-- What to work on --
All entries that follow are to be printed exactly as written.

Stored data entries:
----------
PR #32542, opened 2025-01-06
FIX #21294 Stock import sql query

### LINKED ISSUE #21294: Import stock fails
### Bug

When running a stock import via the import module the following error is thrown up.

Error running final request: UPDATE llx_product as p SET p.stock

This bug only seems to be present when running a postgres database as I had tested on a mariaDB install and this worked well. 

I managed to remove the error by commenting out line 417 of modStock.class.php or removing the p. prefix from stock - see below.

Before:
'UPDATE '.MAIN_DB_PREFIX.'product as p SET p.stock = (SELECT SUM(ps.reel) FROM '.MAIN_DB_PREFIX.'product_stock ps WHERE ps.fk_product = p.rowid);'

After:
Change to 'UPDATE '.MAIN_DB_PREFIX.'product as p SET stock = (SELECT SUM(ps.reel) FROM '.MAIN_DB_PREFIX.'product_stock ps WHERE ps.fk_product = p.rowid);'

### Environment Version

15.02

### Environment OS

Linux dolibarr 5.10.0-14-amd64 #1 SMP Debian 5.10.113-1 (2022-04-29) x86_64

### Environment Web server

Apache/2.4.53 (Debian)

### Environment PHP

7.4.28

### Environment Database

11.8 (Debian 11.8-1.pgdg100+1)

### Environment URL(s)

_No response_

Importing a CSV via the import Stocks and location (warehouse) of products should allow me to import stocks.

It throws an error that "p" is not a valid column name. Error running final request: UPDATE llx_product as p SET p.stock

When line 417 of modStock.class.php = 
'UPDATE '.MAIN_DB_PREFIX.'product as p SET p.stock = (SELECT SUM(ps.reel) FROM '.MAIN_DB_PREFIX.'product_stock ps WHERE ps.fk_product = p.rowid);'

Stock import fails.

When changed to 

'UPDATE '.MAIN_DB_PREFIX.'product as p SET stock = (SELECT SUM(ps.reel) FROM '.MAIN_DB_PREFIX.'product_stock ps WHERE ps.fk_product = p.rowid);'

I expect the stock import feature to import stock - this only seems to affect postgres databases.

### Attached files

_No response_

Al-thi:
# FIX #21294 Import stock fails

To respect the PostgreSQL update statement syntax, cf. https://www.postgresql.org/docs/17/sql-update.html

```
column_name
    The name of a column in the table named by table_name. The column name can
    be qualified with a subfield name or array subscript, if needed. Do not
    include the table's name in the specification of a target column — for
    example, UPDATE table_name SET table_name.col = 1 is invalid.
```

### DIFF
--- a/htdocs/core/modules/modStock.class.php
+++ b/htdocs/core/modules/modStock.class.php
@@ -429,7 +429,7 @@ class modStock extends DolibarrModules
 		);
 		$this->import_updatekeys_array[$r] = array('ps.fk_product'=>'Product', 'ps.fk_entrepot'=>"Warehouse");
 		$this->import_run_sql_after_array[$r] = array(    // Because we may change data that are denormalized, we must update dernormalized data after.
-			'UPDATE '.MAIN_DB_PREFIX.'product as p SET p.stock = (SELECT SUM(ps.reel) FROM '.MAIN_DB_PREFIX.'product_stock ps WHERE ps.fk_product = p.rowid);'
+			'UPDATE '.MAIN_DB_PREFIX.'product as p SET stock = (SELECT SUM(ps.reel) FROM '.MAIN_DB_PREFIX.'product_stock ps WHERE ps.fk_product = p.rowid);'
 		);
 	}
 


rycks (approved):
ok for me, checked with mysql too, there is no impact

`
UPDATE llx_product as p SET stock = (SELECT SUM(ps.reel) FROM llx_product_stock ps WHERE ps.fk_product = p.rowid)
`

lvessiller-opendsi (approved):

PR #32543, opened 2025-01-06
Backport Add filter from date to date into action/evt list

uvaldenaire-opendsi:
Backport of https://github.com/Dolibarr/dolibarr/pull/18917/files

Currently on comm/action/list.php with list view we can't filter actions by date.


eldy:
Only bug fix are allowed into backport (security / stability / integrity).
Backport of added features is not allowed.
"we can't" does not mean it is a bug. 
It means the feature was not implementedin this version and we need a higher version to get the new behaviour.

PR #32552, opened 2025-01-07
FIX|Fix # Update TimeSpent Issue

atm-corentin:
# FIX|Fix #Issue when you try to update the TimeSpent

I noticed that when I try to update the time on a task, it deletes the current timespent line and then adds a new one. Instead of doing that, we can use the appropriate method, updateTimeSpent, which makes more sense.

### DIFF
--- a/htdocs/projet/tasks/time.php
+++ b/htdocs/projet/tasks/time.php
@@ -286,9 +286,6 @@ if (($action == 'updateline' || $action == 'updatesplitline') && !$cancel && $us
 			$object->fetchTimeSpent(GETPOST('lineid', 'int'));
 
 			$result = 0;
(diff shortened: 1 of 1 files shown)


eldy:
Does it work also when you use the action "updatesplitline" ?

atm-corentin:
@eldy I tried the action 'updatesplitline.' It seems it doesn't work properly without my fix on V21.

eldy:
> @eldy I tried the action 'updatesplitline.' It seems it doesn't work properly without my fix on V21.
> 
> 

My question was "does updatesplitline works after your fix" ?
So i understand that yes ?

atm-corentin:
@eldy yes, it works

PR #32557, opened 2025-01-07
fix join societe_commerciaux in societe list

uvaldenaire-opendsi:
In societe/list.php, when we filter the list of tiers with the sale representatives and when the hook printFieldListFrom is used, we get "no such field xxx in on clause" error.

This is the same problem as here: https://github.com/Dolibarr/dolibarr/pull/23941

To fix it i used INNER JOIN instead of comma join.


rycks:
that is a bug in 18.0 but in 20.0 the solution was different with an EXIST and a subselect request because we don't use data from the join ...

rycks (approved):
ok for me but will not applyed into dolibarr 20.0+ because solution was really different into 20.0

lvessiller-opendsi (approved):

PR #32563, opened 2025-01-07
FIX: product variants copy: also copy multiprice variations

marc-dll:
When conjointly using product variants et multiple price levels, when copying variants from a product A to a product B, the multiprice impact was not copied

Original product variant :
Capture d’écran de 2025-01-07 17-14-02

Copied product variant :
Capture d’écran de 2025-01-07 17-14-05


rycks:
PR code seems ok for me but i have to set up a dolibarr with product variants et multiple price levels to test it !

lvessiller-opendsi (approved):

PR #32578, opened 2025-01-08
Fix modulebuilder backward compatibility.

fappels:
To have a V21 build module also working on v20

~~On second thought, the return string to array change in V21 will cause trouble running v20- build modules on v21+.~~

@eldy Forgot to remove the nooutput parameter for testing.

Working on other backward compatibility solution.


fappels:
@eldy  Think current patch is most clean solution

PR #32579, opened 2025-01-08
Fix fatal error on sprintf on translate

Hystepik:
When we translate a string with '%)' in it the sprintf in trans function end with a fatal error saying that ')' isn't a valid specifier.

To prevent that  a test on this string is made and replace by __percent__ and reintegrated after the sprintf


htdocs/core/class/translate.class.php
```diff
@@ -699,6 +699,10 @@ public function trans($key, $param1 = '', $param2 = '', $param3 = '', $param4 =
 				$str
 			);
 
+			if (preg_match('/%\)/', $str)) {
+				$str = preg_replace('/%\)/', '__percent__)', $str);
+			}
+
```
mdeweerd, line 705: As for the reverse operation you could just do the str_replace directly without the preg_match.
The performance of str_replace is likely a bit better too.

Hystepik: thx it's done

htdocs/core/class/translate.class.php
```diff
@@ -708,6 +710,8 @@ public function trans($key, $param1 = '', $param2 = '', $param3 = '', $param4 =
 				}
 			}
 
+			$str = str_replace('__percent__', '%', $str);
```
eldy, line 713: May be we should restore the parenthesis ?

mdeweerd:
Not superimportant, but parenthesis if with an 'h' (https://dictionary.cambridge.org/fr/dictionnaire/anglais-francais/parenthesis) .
----------
-- Task solution --
PR #32542, opened 2025-01-06
FIX #21294 Stock import sql query

### LINKED ISSUE #21294: Import stock fails
### Bug

When running a stock import via the import module the following error is thrown up.

Error running final request: UPDATE llx_product as p SET p.stock

This bug only seems to be present when running a postgres database as I had tested on a mariaDB install and this worked well. 

I managed to remove the error by commenting out line 417 of modStock.class.php or removing the p. prefix from stock - see below.

Before:
'UPDATE '.MAIN_DB_PREFIX.'product as p SET p.stock = (SELECT SUM(ps.reel) FROM '.MAIN_DB_PREFIX.'product_stock ps WHERE ps.fk_product = p.rowid);'

After:
Change to 'UPDATE '.MAIN_DB_PREFIX.'product as p SET stock = (SELECT SUM(ps.reel) FROM '.MAIN_DB_PREFIX.'product_stock ps WHERE ps.fk_product = p.rowid);'

### Environment Version

15.02

### Environment OS

Linux dolibarr 5.10.0-14-amd64 #1 SMP Debian 5.10.113-1 (2022-04-29) x86_64

### Environment Web server

Apache/2.4.53 (Debian)

### Environment PHP

7.4.28

### Environment Database

11.8 (Debian 11.8-1.pgdg100+1)

### Environment URL(s)

_No response_

Importing a CSV via the import Stocks and location (warehouse) of products should allow me to import stocks.

It throws an error that "p" is not a valid column name. Error running final request: UPDATE llx_product as p SET p.stock

When line 417 of modStock.class.php = 
'UPDATE '.MAIN_DB_PREFIX.'product as p SET p.stock = (SELECT SUM(ps.reel) FROM '.MAIN_DB_PREFIX.'product_stock ps WHERE ps.fk_product = p.rowid);'

Stock import fails.

When changed to 

'UPDATE '.MAIN_DB_PREFIX.'product as p SET stock = (SELECT SUM(ps.reel) FROM '.MAIN_DB_PREFIX.'product_stock ps WHERE ps.fk_product = p.rowid);'

I expect the stock import feature to import stock - this only seems to affect postgres databases.

### Attached files

_No response_

Al-thi:
# FIX #21294 Import stock fails

To respect the PostgreSQL update statement syntax, cf. https://www.postgresql.org/docs/17/sql-update.html

```
column_name
    The name of a column in the table named by table_name. The column name can
    be qualified with a subfield name or array subscript, if needed. Do not
    include the table's name in the specification of a target column — for
    example, UPDATE table_name SET table_name.col = 1 is invalid.
```

### DIFF
--- a/htdocs/core/modules/modStock.class.php
+++ b/htdocs/core/modules/modStock.class.php
@@ -429,7 +429,7 @@ class modStock extends DolibarrModules
 		);
 		$this->import_updatekeys_array[$r] = array('ps.fk_product'=>'Product', 'ps.fk_entrepot'=>"Warehouse");
 		$this->import_run_sql_after_array[$r] = array(    // Because we may change data that are denormalized, we must update dernormalized data after.
-			'UPDATE '.MAIN_DB_PREFIX.'product as p SET p.stock = (SELECT SUM(ps.reel) FROM '.MAIN_DB_PREFIX.'product_stock ps WHERE ps.fk_product = p.rowid);'
+			'UPDATE '.MAIN_DB_PREFIX.'product as p SET stock = (SELECT SUM(ps.reel) FROM '.MAIN_DB_PREFIX.'product_stock ps WHERE ps.fk_product = p.rowid);'
 		);
 	}
 


rycks (approved):
ok for me, checked with mysql too, there is no impact

`
UPDATE llx_product as p SET stock = (SELECT SUM(ps.reel) FROM llx_product_stock ps WHERE ps.fk_product = p.rowid)
`

lvessiller-opendsi (approved):

PR #32543, opened 2025-01-06
Backport Add filter from date to date into action/evt list

uvaldenaire-opendsi:
Backport of https://github.com/Dolibarr/dolibarr/pull/18917/files

Currently on comm/action/list.php with list view we can't filter actions by date.


eldy:
Only bug fix are allowed into backport (security / stability / integrity).
Backport of added features is not allowed.
"we can't" does not mean it is a bug. 
It means the feature was not implementedin this version and we need a higher version to get the new behaviour.

PR #32552, opened 2025-01-07
FIX|Fix # Update TimeSpent Issue

atm-corentin:
# FIX|Fix #Issue when you try to update the TimeSpent

I noticed that when I try to update the time on a task, it deletes the current timespent line and then adds a new one. Instead of doing that, we can use the appropriate method, updateTimeSpent, which makes more sense.

### DIFF
--- a/htdocs/projet/tasks/time.php
+++ b/htdocs/projet/tasks/time.php
@@ -286,9 +286,6 @@ if (($action == 'updateline' || $action == 'updatesplitline') && !$cancel && $us
 			$object->fetchTimeSpent(GETPOST('lineid', 'int'));
 
 			$result = 0;
(diff shortened: 1 of 1 files shown)


eldy:
Does it work also when you use the action "updatesplitline" ?

atm-corentin:
@eldy I tried the action 'updatesplitline.' It seems it doesn't work properly without my fix on V21.

eldy:
> @eldy I tried the action 'updatesplitline.' It seems it doesn't work properly without my fix on V21.
> 
> 

My question was "does updatesplitline works after your fix" ?
So i understand that yes ?

atm-corentin:
@eldy yes, it works

PR #32557, opened 2025-01-07
fix join societe_commerciaux in societe list

uvaldenaire-opendsi:
In societe/list.php, when we filter the list of tiers with the sale representatives and when the hook printFieldListFrom is used, we get "no such field xxx in on clause" error.

This is the same problem as here: https://github.com/Dolibarr/dolibarr/pull/23941

To fix it i used INNER JOIN instead of comma join.


rycks:
that is a bug in 18.0 but in 20.0 the solution was different with an EXIST and a subselect request because we don't use data from the join ...

rycks (approved):
ok for me but will not applyed into dolibarr 20.0+ because solution was really different into 20.0

lvessiller-opendsi (approved):

PR #32563, opened 2025-01-07
FIX: product variants copy: also copy multiprice variations

marc-dll:
When conjointly using product variants et multiple price levels, when copying variants from a product A to a product B, the multiprice impact was not copied

Original product variant :
Capture d’écran de 2025-01-07 17-14-02

Copied product variant :
Capture d’écran de 2025-01-07 17-14-05


rycks:
PR code seems ok for me but i have to set up a dolibarr with product variants et multiple price levels to test it !

lvessiller-opendsi (approved):

PR #32578, opened 2025-01-08
Fix modulebuilder backward compatibility.

fappels:
To have a V21 build module also working on v20

~~On second thought, the return string to array change in V21 will cause trouble running v20- build modules on v21+.~~

@eldy Forgot to remove the nooutput parameter for testing.

Working on other backward compatibility solution.


fappels:
@eldy  Think current patch is most clean solution

PR #32579, opened 2025-01-08
Fix fatal error on sprintf on translate

Hystepik:
When we translate a string with '%)' in it the sprintf in trans function end with a fatal error saying that ')' isn't a valid specifier.

To prevent that  a test on this string is made and replace by __percent__ and reintegrated after the sprintf


htdocs/core/class/translate.class.php
```diff
@@ -699,6 +699,10 @@ public function trans($key, $param1 = '', $param2 = '', $param3 = '', $param4 =
 				$str
 			);
 
+			if (preg_match('/%\)/', $str)) {
+				$str = preg_replace('/%\)/', '__percent__)', $str);
+			}
+
```
mdeweerd, line 705: As for the reverse operation you could just do the str_replace directly without the preg_match.
The performance of str_replace is likely a bit better too.

Hystepik: thx it's done

htdocs/core/class/translate.class.php
```diff
@@ -708,6 +710,8 @@ public function trans($key, $param1 = '', $param2 = '', $param3 = '', $param4 =
 				}
 			}
 
+			$str = str_replace('__percent__', '%', $str);
```
eldy, line 713: May be we should restore the parenthesis ?

mdeweerd:
Not superimportant, but parenthesis if with an 'h' (https://dictionary.cambridge.org/fr/dictionnaire/anglais-francais/parenthesis) .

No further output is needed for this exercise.